■ **RECORD EXTRACTS**:
PR #251, opened 2024-02-11
Upload artifacts from artifact_paths as part of job execution

### LINKED ISSUE #203: [bug] artifacts dont upload on failed step
```yaml
steps:
  - label: build image
    artifact_paths:
      - "myfile"
    agents:
      queue: kubernetes
    plugins:
      - kubernetes:
          podSpec:
            containers:
              - image: alpine:latest
                command: [echo]
                args:
                - false
                - exit 1
```
On completion, the entire pod is torn down, rather than exiting its own container and continuing to go into the artifact container
That means that no artifacts are uploaded

triarius:
This removes the artifacts container and makes each job container upload artifacts.

Each job container runs `buildkite-agent bootstrap` with a command phase.
Searching artifact paths and uploading the results is [part of the definition](https://github.com/buildkite/agent/blob/c7693c49ad7ac52bfaf1270dab35dfc447f23228/internal/job/executor.go#L184-L225) of the command phase.

So this should fix #203. To verify this, I've added an integration test that an artifact is uploaded from a job container whose command fails.

Fixes: #203
Closes: #238

### DIFF
--- a/internal/controller/scheduler/completions.go
+++ b/internal/controller/scheduler/completions.go
@@ -61,7 +61,7 @@ func (w *completionsWatcher) OnUpdate(old interface{}, new interface{}) {
 func (w *completionsWatcher) cleanupSidecars(pod *v1.Pod) {
 	if terminated := getTermination(pod); terminated != nil {
 		if err := retry.RetryOnConflict(retry.DefaultRetry, func() error {
-			ctx := context.Background()
+			ctx := context.TODO()
 			job, err := w.k8s.BatchV1().Jobs(pod.Namespace).Get(ctx, pod.Labels["job-name"], metav1.GetOptions{})
 			if err != nil {
 				return err
--- a/internal/controller/scheduler/completions.go
+++ b/internal/controller/scheduler/completions.go
@@ -5,7 +5,7 @@ import (
 
 	"github.com/buildkite/agent-stack-k8s/v2/internal/controller/config"
 	"go.uber.org/zap"
-	v1 "k8s.io/api/core/v1"
+	"k8s.io/api/core/v1"
 	metav1 "k8s.io/apimachinery/pkg/apis/meta/v1"
 	"k8s.io/client-go/informers"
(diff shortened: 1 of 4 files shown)


internal/controller/scheduler/completions.go
```diff
@@ -61,14 +61,14 @@ func (w *completionsWatcher) OnUpdate(old interface{}, new interface{}) {
...
 			if err != nil {
 				return err
-			} else {
-				job.Spec.ActiveDeadlineSeconds = pointer.Int64(1)
-				_, err = w.k8s.BatchV1().Jobs(pod.Namespace).Update(context.TODO(), job, metav1.UpdateOptions{})
-				return err
 			}
+			job.Spec.ActiveDeadlineSeconds = pointer.Int64(defaultTermGracePeriodSeconds)
+			_, err = w.k8s.BatchV1().Jobs(pod.Namespace).Update(ctx, job, metav1.UpdateOptions{})
+			return err
```
triarius, line 71: This was a bit hard to read, so I've refactored it.

internal/controller/scheduler/completions.go
```diff
@@ -61,14 +61,14 @@ func (w *completionsWatcher) OnUpdate(old interface{}, new interface{}) {
 func (w *completionsWatcher) cleanupSidecars(pod *v1.Pod) {
 	if terminated := getTermination(pod); terminated != nil {
 		if err := retry.RetryOnConflict(retry.DefaultRetry, func() error {
-			job, err := w.k8s.BatchV1().Jobs(pod.Namespace).Get(context.TODO(), pod.Labels["job-name"], metav1.GetOptions{})
+			ctx := context.Background()
```
DrJosh9000, line 64: Another thing for a "cleanup TODOs" list... until then I would leave it as `context.TODO()`

```suggestion
			ctx := context.TODO()
```

DrJosh9000 (approved):

PR #252, opened 2024-02-11
Name integration test pipeline after test name

triarius:
The pipeline that each integration test creates will now be named after the test, which makes it earlier to find when debugging. The format is something like: `<test name>-<job id>`, so tests with the same name from multiple jobs will be time ordered (since job id is time ordered).

I've also cleaned up the integration tests a bit, and fixed a few issues with them.

### DIFF
--- a/internal/integration/fixtures/extra-volume-mounts.yaml
+++ b/internal/integration/fixtures/extra-volume-mounts.yaml
@@ -10,29 +10,26 @@ steps:
       podSpec:
         containers:
         - image: alpine:latest
-          command: [ash, -c]
+          command: [touch]
           args:
-          - |-
-            echo volume_mounted > "/tmp/buildkite-git-mirrors/foo-$${BUILDKITE_JOB_ID}.txt"
-            ls -lA /tmp/buildkite-git-mirrors
-            cat "/tmp/buildkite-git-mirrors/foo-$${BUILDKITE_JOB_ID}.txt"
+          - /tmp/buildkite-git-mirrors/foo-$$(BUILDKITE_JOB_ID).txt
         - image: alpine:latest
           command: [ash, -c]
           args:
           - |-
             COUNT=0
             until [[ $$((COUNT++)) == 9 ]]; do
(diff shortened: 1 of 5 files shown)


internal/integration/fixtures/extra-volume-mounts.yaml
triarius, line 1: This test was failing because one job would write to a node-local volume and another pod would read from it. But there's no guarantee that the pods would be scheduled on the same node! 🤦‍♂️

Now, we do the reading and writing in different containers on the same pod. The `extraVolumeMounts` syntax will ensure they both have the node-local volume mounted at the same path.

internal/integration/testcase_test.go
```diff
@@ -39,19 +39,23 @@ type testcase struct {
...
-		nameVariable := fmt.Sprintf("%s-%d", strings.ToLower(t.Name()), time.Now().UnixNano())
-		hash := fmt.Sprintf("%x", sha256.Sum256([]byte(nameVariable)))
-
-		// k8s labels are limited to length 63, we use the pipeline name as a label.
-		// So we need to limit the length of the pipeline name too.
-		t.PipelineName = fmt.Sprintf("%s%s", namePrefix, hash[:63-len(namePrefix)-len(queuePrefix)])
+		namePrefix := t.Name()
+		jobID := os.Getenv("BUILDKITE_JOB_ID")
+		if jobID == "" {
+			jobID = strconv.FormatInt(time.Now().Unix(), 10)
```
DrJosh9000, line 56: Is that possibly going to cause a problem? Two tests with the same name in the same second with an empty `BUILDKITE_JOB_ID`?

triarius: Whoops, I should have made it `UnixNano()`. The only time this should be run without a job id is if you're running it locally, in which case you just fix it 🤷‍♂️

triarius: Its nanoseconds now.

DrJosh9000 (approved):

PR #258, opened 2024-02-23
Set BUILDKITE_HOOKS_PATH by default

bpoland:
I was having trouble getting hooks to run with k8s agents, then finally realized that although the agent containers have a `/buildkite/hooks` directory created in them, nothing was pointing the agent at that directory.  I was able to get the hooks working by simply setting this env var -- seems like this is something that should be done automatically but let me know if I'm off base!

### DIFF
--- a/internal/controller/scheduler/scheduler.go
+++ b/internal/controller/scheduler/scheduler.go
@@ -197,6 +197,9 @@ func (w *jobWrapper) Build() (*batchv1.Job, error) {
 		}, {
 			Name:  "BUILDKITE_BIN_PATH",
 			Value: "/workspace",
+		}, {	
+			Name:  "BUILDKITE_HOOKS_PATH",
+			Value: "/buildkite/hooks",
 		}, {
 			Name: agentTokenKey,
 			ValueFrom: &corev1.EnvVarSource{
--- a/README.md
+++ b/README.md
@@ -205,6 +205,45 @@ steps:
                   - --image=ttl.sh/example:1h
 ```
 
+## Agent Hooks
+The agent looks for hooks in the `/buildkite/hooks` directory by default. You can either build your own agent image with hooks baked there, or mount a volume there which includes the hooks you want to run. For example, if you have a `my-agent-hooks` configmap like this:
+```yaml
+apiVersion: v1
+kind: ConfigMap
+metadata:
+  name: my-agent-hooks
+data:
+  pre-checkout: |
+    #!/usr/bin/env bash
+
+    echo "Pre-checkout hook"
+```
+
+Then you could mount it like this:
+```yaml
+steps:
+  - label: build image
+    agents:
+      queue: kubernetes
+    plugins:
+      - kubernetes:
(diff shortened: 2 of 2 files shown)


bpoland:
Also just a note for anyone that sees this, I was able to get it working in the mean time by adding `BUILDKITE_HOOKS_PATH: /buildkite/hooks` in the secret referenced by `gitEnvFrom` alongside the SSH key, since the entire secret gets mounted as env vars for the containers :)

https://github.com/buildkite/agent-stack-k8s/tree/main?tab=readme-ov-file#cloning-repos-via-ssh

internal/controller/scheduler/scheduler.go
```diff
@@ -197,6 +197,9 @@ func (w *jobWrapper) Build() (*batchv1.Job, error) {
 		}, {
 			Name:  "BUILDKITE_BIN_PATH",
 			Value: "/workspace",
+		}, {	
+			Name:  "BUILDKITE_HOOKS_PATH",
+			Value: "/buildkite/hooks",
```
triarius, line 202: I think the reason we didn't set this is that this directory won't necessarily exist. So setting it to some value won't work unless if users have some way to getting hooks into that directory.

If you're using a volume mount, then, you will need to do something at the step level to mount that volume into your container. (e.g. the example YAML in the file above). If you're going to the trouble of doing that, then you may as well specify `BUILDKITE_HOOKS` in that YAML. A user could mount their hooks volume anywhere, so it's not appropriate for the controller to inject a value for BUILDKITE_HOOKS that does not match the mount path.

So the example YAML should look something like:
```yaml
steps:
  - label: build image
    agents:
      queue: kubernetes
    plugins:
      - kubernetes:
          podSpec:
            containers:
              - image: gradle:latest
                command: [ gradle ]
                args:
                  - jib
                  - --image=ttl.sh/example:1h
                env:
                  - name: BUILDKITE_HOOKS
                    value: /buildkite/hooks  # <---- This value
            volumes:
              - name: agent-hooks
                configMap:
                  name: my-agent-hooks
                  defaultMode: 0755
          extraVolumeMounts:
            - name: agent-hooks
              mountPath: /buildkite/hooks   # <---- needs to be the same as this
```


If you're using a custom container image that contains these hooks, I think you should be able to put
```
ENV BUILDKITE_HOOKS /buildkite/hooks
```
in the Dockerfile. That might be more ergonomic.

triarius (commented):
Sorry it took a long time to review this, but I had some nagging feeling that something wasn't right at the back of my mind and I think I've realised what it is.

I've provided two alternative ways to get agent hooks to work. LMK what you think.

internal/controller/scheduler/scheduler.go
bpoland: Sorry I missed this comment previously! I agree that someone could put their hooks anywhere but it seems like having a convention would be nice, particularly with the README example for new users.  But these options definitely work so I'm fine to drop it if you disagree.

PR #499, opened 2025-02-07
SUP-3283: Enable configuring GraphQL Result Limits

tomowatt:
By allowing configuring the GraphQL Result Limits the amount of Jobs being retrieived by queries can be increased/decreased for scaling the amount of Jobs the controller can retreive and then scheduled as Kubernetes Jobs

### DIFF
--- a/README.md
+++ b/README.md
@@ -122,24 +122,33 @@ Available Commands:
   version     Prints the version
 
 Flags:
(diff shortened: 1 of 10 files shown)


petetomasik (approved):
Tested locally with `graphql-results-limit: 1` and everything worked as expected! 🚀

PR #500, opened 2025-02-07
RFC: Use different exit statuses for different failures

mikekap:
The problem that I'm having is that I get occasional image pull "failures." That is to say - these are not persistent, retrying them usually fixes things.

I'd like to automate the retries but the current retry code makes that difficult (1 is too generic). `docker run` returns 125 for a missing image. This patch makes buildkite return the same and similarly updates exit codes in other places. This isn't obviously the right approach, so feedback welcome.

### DIFF
--- a/internal/controller/scheduler/fail_job.go
+++ b/internal/controller/scheduler/fail_job.go
@@ -26,6 +26,7 @@ func acquireAndFailForObject(
 	k8sClient kubernetes.Interface,
 	cfg *config.Config,
 	obj metav1.Object,
+	code int,
 	message string,
 ) error {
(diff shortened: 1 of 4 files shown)


zhming0:
@mikekap thank you for raising this PR to use. We adopted your idea [in another PR](https://github.com/buildkite/agent-stack-k8s/pull/628), which I think mostly does the same time and achieve the same goal. 

Along with our other recent changes in [v0.29.0](https://github.com/buildkite/agent-stack-k8s/releases/tag/v0.29.0), like the introduction of `stack_error` error reason, hopefully the error handling is slightly easier now 🙏🏿 . 

The only exception is exit code 125 for image pull error, we didn't make this change because there are more error categories in image pull failure like authentication error etc. We welcome contribution in making a more granular error classification system there 🙌🏿 .

PR #502, opened 2025-02-10
SUP-3216 - Remove checkout container from podSpec, if skipped

petetomasik:
If a Buildkite job is configured to skip checkout AND the `checkout` container is configured in the controller's `pod-spec-patch` or the plugin's `podSpecPatch`, remove the `checkout` container from the resulting merged `podSpec` before the controller creates the Kubernetes Job.

### DIFF
--- a/internal/controller/scheduler/scheduler.go
+++ b/internal/controller/scheduler/scheduler.go
@@ -586,11 +586,14 @@ func (w *worker) Build(podSpec *corev1.PodSpec, skipCheckout bool, inputs buildI
 		w.logger.Debug("Applied podSpec patch from k8s plugin", zap.Any("patched", patched))
 	}
 
+	// Removes all containers named "checkout" when checkout disabled via controller config or plugin
+	// This will also remove containers named "checkout" added via PodSpecPatch
 	if skipCheckout {
 		for i, pod := range podSpec.Containers {
 			switch pod.Name {
 			case CheckoutContainerName:
-				podSpec.Containers = append(podSpec.Containers[:i], podSpec.Containers[i+1:]...)
+				podSpec.Containers = slices.Delete(podSpec.Containers, i, i+1)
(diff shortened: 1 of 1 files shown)


internal/controller/scheduler/scheduler.go
```diff
@@ -586,6 +586,18 @@ func (w *worker) Build(podSpec *corev1.PodSpec, skipCheckout bool, inputs buildI
 		w.logger.Debug("Applied podSpec patch from k8s plugin", zap.Any("patched", patched))
 	}
 
+	if skipCheckout {
+		for i, pod := range podSpec.Containers {
+			switch pod.Name {
+			case CheckoutContainerName:
+				podSpec.Containers = append(podSpec.Containers[:i], podSpec.Containers[i+1:]...)
```
DrJosh9000, line 593: [slices.Delete](https://pkg.go.dev/slices#Delete) would be more readable here:

```suggestion
				podSpec.Containers = slices.Delete(podSpec.Containers, i, i+1)
```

■ **REQUIRED ACTION**: Across the whole listing above, report each line that includes "latest".

■ **OUTPUT OF THE TASK**:
              - image: alpine:latest
         - image: alpine:latest
         - image: alpine:latest
              - image: gradle:latest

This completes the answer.